TO DO
I would like every line of the records below that contains the word "target" copied.

GIVEN DATA

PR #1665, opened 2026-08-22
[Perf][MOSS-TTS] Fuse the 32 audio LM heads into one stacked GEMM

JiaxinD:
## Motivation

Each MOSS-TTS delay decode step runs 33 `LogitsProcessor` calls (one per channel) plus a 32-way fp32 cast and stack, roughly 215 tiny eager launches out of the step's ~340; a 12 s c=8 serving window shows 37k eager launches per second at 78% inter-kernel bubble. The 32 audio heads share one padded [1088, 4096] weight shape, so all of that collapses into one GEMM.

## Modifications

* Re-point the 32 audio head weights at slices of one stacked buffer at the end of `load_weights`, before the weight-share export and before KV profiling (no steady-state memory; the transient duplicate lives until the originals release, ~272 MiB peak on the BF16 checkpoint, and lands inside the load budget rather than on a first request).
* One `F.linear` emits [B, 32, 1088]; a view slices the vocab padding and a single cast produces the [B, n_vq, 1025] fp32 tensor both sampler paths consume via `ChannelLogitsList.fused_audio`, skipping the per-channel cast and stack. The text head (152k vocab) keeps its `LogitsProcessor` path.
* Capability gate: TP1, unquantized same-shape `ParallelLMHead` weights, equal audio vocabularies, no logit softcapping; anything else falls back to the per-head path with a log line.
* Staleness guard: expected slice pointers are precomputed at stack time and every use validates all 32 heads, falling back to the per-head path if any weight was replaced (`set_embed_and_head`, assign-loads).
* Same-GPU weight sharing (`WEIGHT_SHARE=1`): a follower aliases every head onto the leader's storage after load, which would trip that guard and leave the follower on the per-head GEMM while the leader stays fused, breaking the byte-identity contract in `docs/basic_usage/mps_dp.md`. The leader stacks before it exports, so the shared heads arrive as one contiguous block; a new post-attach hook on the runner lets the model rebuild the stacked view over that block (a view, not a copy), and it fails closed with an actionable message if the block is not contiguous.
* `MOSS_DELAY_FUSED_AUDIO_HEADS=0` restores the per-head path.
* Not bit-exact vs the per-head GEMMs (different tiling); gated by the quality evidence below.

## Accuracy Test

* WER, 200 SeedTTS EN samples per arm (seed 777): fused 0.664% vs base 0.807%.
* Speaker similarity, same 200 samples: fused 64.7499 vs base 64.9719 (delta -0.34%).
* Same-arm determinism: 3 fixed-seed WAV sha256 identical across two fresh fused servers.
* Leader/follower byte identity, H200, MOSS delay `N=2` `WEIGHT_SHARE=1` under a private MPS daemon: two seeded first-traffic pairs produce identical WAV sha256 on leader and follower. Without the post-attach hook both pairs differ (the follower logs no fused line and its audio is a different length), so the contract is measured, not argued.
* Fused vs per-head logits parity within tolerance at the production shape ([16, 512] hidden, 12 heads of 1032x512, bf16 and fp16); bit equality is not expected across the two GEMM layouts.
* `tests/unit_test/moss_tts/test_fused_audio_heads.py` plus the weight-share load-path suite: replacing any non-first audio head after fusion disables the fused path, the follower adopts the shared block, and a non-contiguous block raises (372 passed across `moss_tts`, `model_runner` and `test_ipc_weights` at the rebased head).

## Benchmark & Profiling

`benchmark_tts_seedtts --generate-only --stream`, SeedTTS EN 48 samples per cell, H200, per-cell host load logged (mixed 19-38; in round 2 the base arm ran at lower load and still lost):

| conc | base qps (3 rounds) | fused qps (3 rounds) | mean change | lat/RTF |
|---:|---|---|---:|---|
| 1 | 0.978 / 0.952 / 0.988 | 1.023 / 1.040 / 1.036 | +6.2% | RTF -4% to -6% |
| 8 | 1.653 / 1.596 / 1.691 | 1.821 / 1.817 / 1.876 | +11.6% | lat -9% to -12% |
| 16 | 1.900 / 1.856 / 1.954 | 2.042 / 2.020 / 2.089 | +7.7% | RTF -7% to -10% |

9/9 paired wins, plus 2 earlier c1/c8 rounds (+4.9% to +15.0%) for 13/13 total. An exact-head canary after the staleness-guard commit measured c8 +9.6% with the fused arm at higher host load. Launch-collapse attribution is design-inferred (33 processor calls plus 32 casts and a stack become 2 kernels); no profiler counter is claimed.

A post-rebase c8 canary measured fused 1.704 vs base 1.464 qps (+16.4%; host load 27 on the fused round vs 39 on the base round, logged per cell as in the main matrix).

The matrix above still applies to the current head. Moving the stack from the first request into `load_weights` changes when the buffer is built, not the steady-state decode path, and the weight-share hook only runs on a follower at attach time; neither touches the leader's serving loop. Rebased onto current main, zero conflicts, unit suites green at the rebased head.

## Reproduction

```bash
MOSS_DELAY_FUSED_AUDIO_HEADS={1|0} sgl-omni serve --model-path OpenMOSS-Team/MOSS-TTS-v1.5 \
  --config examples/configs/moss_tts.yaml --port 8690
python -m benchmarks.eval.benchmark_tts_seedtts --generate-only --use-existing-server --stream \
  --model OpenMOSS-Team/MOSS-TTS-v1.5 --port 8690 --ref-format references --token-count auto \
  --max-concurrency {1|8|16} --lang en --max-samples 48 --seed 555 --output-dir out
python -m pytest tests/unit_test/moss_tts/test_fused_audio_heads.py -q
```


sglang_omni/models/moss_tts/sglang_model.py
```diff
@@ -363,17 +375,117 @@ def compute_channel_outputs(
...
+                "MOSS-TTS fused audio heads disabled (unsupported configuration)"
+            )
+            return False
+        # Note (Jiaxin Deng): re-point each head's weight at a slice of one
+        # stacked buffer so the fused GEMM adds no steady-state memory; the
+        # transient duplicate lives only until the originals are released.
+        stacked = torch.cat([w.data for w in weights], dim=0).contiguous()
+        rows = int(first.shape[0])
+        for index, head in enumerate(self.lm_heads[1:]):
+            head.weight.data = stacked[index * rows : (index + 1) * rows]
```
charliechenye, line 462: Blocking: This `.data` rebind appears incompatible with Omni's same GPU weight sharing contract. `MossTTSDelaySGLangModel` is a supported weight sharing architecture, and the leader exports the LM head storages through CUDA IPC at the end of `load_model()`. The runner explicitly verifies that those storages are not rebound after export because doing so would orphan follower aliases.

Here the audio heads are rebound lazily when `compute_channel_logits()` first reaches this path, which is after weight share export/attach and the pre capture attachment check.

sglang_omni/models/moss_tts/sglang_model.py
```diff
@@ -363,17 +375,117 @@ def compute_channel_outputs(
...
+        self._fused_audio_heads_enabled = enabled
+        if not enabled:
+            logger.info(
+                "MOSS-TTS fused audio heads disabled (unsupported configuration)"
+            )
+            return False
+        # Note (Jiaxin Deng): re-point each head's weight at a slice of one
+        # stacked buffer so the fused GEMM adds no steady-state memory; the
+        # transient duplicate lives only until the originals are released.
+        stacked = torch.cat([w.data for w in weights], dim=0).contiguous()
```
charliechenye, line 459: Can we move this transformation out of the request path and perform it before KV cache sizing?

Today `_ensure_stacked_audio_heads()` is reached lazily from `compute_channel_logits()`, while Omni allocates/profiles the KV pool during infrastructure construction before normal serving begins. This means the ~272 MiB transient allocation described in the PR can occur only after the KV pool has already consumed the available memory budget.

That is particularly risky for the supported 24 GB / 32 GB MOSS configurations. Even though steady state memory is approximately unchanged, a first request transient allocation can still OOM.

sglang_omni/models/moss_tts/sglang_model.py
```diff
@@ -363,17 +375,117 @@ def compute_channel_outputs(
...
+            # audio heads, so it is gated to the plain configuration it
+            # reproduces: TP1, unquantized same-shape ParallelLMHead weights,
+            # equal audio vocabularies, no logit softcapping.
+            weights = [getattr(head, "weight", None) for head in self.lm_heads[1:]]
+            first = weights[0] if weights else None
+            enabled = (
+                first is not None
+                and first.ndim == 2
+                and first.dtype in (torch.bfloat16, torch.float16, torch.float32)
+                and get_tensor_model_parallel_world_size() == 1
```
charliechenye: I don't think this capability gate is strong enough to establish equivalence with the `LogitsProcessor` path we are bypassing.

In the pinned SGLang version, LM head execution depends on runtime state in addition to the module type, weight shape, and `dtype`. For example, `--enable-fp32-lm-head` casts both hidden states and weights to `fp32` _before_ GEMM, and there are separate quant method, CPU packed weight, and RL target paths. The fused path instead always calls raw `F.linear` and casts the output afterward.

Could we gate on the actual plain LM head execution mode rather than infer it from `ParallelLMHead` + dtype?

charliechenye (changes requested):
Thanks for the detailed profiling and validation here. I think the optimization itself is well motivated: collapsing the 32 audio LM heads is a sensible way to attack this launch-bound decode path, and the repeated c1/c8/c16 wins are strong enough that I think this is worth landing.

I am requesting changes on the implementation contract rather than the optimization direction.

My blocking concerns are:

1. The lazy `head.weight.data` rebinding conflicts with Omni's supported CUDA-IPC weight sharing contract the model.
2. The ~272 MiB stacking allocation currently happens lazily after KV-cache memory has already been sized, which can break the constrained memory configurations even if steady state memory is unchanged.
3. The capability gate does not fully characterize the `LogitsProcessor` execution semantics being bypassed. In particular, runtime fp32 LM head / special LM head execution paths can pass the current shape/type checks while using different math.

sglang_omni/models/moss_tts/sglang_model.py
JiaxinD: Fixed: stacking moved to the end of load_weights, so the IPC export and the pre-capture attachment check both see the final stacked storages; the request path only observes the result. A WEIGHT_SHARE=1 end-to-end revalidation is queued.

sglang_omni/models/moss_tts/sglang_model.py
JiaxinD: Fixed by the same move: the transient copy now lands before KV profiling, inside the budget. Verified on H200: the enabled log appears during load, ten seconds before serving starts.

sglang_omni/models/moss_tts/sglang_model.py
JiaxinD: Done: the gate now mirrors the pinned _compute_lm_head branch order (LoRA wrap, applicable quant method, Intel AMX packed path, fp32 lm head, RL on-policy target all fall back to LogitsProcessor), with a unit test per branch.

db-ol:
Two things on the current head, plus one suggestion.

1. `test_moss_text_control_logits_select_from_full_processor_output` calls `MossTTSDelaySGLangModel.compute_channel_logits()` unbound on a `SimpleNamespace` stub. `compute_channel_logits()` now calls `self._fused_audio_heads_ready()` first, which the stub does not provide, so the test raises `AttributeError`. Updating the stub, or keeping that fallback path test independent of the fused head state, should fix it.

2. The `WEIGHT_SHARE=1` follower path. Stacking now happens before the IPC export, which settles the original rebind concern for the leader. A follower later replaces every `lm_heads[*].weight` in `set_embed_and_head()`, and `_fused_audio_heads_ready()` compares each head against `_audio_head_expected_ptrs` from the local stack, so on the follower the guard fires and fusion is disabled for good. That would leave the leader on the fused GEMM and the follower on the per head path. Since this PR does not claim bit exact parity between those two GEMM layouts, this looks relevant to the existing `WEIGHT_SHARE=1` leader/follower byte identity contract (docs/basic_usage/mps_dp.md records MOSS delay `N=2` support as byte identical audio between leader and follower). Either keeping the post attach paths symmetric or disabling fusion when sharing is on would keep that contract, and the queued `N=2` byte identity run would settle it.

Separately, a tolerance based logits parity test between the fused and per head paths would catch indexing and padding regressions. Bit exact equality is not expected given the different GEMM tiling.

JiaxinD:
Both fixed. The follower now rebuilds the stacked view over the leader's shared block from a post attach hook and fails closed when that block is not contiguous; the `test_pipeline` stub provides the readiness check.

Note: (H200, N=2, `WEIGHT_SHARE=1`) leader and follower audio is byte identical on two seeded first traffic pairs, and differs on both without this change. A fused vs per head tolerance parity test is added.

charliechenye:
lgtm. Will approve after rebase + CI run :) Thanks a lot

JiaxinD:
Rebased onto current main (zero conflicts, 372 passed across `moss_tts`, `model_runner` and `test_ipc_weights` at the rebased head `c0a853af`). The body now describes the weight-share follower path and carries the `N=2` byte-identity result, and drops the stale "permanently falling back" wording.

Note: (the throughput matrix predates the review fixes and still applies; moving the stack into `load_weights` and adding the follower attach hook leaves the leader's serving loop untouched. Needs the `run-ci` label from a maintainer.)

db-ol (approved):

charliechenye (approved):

EXERCISE RESPONSE
In the pinned SGLang version, LM head execution depends on runtime state in addition to the module type, weight shape, and `dtype`. For example, `--enable-fp32-lm-head` casts both hidden states and weights to `fp32` _before_ GEMM, and there are separate quant method, CPU packed weight, and RL target paths. The fused path instead always calls raw `F.linear` and casts the output afterward.
JiaxinD: Done: the gate now mirrors the pinned _compute_lm_head branch order (LoRA wrap, applicable quant method, Intel AMX packed path, fp32 lm head, RL on-policy target all fall back to LogitsProcessor), with a unit test per branch.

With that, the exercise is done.